Error on device emulator problem with __shared__

Here is a sample code I was trying to run

global void myKernel()
device shared float a[1] ; // Is an array, must be stored in global memory
device shared float b; // Stored in shared memory
printf(“a[0]=%f b=%f\n”,a[0],b);
dim3 myGrid(2,1,1);
dim3 myBlock(256,1,1);

When I run this code on an device emulator using command –
$ nvcc -deviceemu -run

The output I get is of form
a[0]=1.000000 b=1.000000
a[0]=2.000000 b=2.000000
a[0]=3.000000 b=3.000000
a[0]=4.000000 b=4.000000
a[0]=508.000000 b=508.000000
a[0]=509.000000 b=509.000000
a[0]=510.000000 b=510.000000
a[0]=511.000000 b=511.000000
a[0]=512.000000 b=512.000000

Now, for array a, I know the memory is allocated on global memory and hence same variable will be updated by each thread and hence the result is as expected. However the shared variable b is allocated on shared memory and hence its value is shared by threads of a block only and hence the expected result was that threads of both block increment their own copy and we get value of ‘b’ ranging from 1 to 256, each value occuring twice. I dont have a NVIDIA card yet and
thus is bound to use the emulator.

Is there any error in my understanding or its a bug in emulator ??
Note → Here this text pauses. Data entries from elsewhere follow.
PR #3009, opened 2024-03-05
refactor: Unconditionally use blocked mult in EigenStepper

paulgessinger:
Just to try if this also returns clean outputs, I'm downgrading the `if` added in #1181 to an `assert`. Let's see what the CI says here.


stephenswat:
Nice!

@andiwand do you have any performance numbers for this?

paulgessinger:
@stephenswat I can run a quick test.

paulgessinger:
This is from 10 runs:

image

Core/include/Acts/Propagator/EigenStepper.ipp
```diff
@@ -250,24 +250,20 @@ Acts::Result<double> Acts::EigenStepper<E, A>::step(
...
-      // For safety purposes, we provide a full matrix multiplication as a
-      // backup strategy.
-      state.stepping.jacTransport = D * state.stepping.jacTransport;
-    }
+    assert((D.topLeftCorner<4, 4>().isIdentity()) &&
+           (D.bottomLeftCorner<4, 4>().isZero()) &&
+           (state.stepping.jacTransport.template topLeftCorner<4, 4>()
+                .isIdentity()) &&
+           (state.stepping.jacTransport.template bottomLeftCorner<4, 4>()
+                .isZero()));
```
andiwand, line 258: nitpick: should we make multiple asserts for this?

andiwand (approved):
very interesting! I thought the assert would fire

Core/include/Acts/Propagator/EigenStepper.ipp
paulgessinger: Can do

paulgessinger:
image

More stats confirm the measurement from before, I think we're looking at about a 5% speedup.

paulgessinger:
Athena is green now, should we get this in? @andiwand

andiwand (approved):
lets go

PR #3849, opened 2024-11-12
refactor: Stable RNG for smeared digitization in Examples

andiwand:
Our smeared digitization will create very different random numbers if the simulations changes. This can be unexpected for pile-up studies where you would think your measurements from the hard scatter stay the same and you just get more pile-up hits.

I am trying to improve the situation by creating stable random number streams for each particle on a sensitive. To avoid correlations for multiple hits of a single particle on a single surface (should only happen for loopers) I introduced an index which is also part of the seed for the rng.


andiwand:
Tested this locally and works fine

andiwand:
cc @benjaminhuth @paulgessinger @asalzburger 

I don't understand how this changes physmon so much? Did we have some weird correlations before? Or do we now?

benjaminhuth:
One thing I'm not sure is if the the properties of any / this particular RNG are similar in situations like
```
rng = rng_from_seed(seed)
seq1 = [ rng() for  i in range(N) ]
# vs
seq2 = [ rng_from_seed(i)() for i in range(N) ]
```
Because effectively we have a measurement unique RNG, that is only called once or twice, right?

Another thing one could try to improve the quality of the seed is maybe using `std::seed_seq`, instead of just summing up the ids.

Examples/Algorithms/Digitization/src/DigitizationAlgorithm.cpp
```diff
@@ -206,6 +207,19 @@ ActsExamples::ProcessCode ActsExamples::DigitizationAlgorithm::execute(
...
+            const auto hitIndex =
+                particleOnModuleHitCount[simHit.particleId()]++;
+
+            if (hitIndex > 0) {
+              ACTS_DEBUG("more than one hit for particle "
+                         << simHit.particleId() << " on module " << moduleGeoId
+                         << " - still forwarding it to the digitizer");
+            }
+
+            auto hitSeed = eventSeed + moduleGeoId.value() +
```
paulgessinger, line 219: Are we concerned about overflow with `value` possibly having very large values? Also, do we need the `auto` or can we be more specific here?

andiwand:
looks like `std::seed_seq` only does 32 bits

Examples/Algorithms/Digitization/src/DigitizationAlgorithm.cpp
andiwand: Our seeds are `std::uint64_t` so they should gracefully wrap around. I didn't want to spell out the specific type but maybe I can typedef it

Can some one please run the same code on a machine with NVIDIA device and reply me the result, I shall be grateful,


are you sure that the array must be stored in global memory and b in shared memory? why do you say that?
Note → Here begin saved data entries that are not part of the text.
PR #3856, opened 2024-11-13
fix: Particle selector works on measurements, not simhits

benjaminhuth:
The particle selection did work on the simhit count, but usually we rather desire to select on the actual number of measurements in the detector, which can be different.

--- END COMMIT MESSAGE ---

### DIFF
--- a/Examples/Algorithms/TruthTracking/ActsExamples/TruthTracking/ParticleSelector.cpp
+++ b/Examples/Algorithms/TruthTracking/ActsExamples/TruthTracking/ParticleSelector.cpp
@@ -28,6 +28,12 @@ ActsExamples::ParticleSelector::ParticleSelector(const Config& config,
   }
 
   m_inputParticles.initialize(m_cfg.inputParticles);
+
+  Config defaults;
+  if (m_cfg.measurementsMin > defaults.measurementsMin ||
+      m_cfg.measurementsMax < defaults.measurementsMax) {
+    m_inputMeasPartMap.initialize(m_cfg.inputMeasurementParticlesMap);
+  }
   m_outputParticles.initialize(m_cfg.outputParticles);
 
   ACTS_DEBUG("selection particle rho [" << m_cfg.rhoMin << "," << m_cfg.rhoMax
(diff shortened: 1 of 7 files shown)


Examples/Io/Json/src/TestSurfaceJsonRoundtrip.cpp
paulgessinger, line 1: This seems unrelated?

paulgessinger:
I'm not sure I understand when this makes a difference. Is if if we implement some kind of module inefficiency? When is the number of measurements per particle different from the number of truth hits?

benjaminhuth:
Yeah so I think simulated hit and digitized measurement are different concepts, right? E.g., geometric clustering could filter out clusters with a threshold, we can drop hits based on energy deposit, there could be split clusters...

Examples/Io/Json/src/TestSurfaceJsonRoundtrip.cpp
benjaminhuth: ah that went in accidentally

paulgessinger:
@benjaminhuth Right, that's what I was thinking of with module inefficiency. I guess a minimum charge threshold could have an affect like you say.

Split clusters don't currently exist I don't think, and in that case we go from multiple hits to a single merged cluster that is then split again later using reco information only. In case of merged clusters, the cluster would be associated with both source particles. 

I think with how you implement this here, that should be ok, as the measurement is mapped back to each simhits particles, so would survive the map reversal you add here.

Examples/Algorithms/TruthTracking/ActsExamples/TruthTracking/ParticleSelector.cpp
```diff
@@ -56,6 +62,21 @@ ActsExamples::ProcessCode ActsExamples::ParticleSelector::execute(
...
+    const auto& measPartMap = m_inputMeasPartMap(ctx);
+    using InvPair = std::pair<ActsFatras::Barcode, Index>;
+    std::vector<InvPair> v(measPartMap.size());
+    std::ranges::transform(measPartMap, v.begin(), [](const auto& p) {
+      return InvPair{p.second, p.first};
+    });
+    std::ranges::sort(v, std::less{}, &InvPair::first);
+    partMeasMap.emplace(boost::container::ordered_range_t{}, v.begin(),
+                        v.end());
+  }
```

in my opinion both must be stored in shared memory. if you want give me the original code, I have nvidia 9800GT.

One cannot printf from within a kernel on the device.

But I still won’t run it. It is pointless too. 1) You aren’t initializing your shared memory. Thus any data you will get out is bound to be completely random (whether on the host or device). 2) You have race conditions with all threads trying to do variable++ at once. The results are also undefined because of this.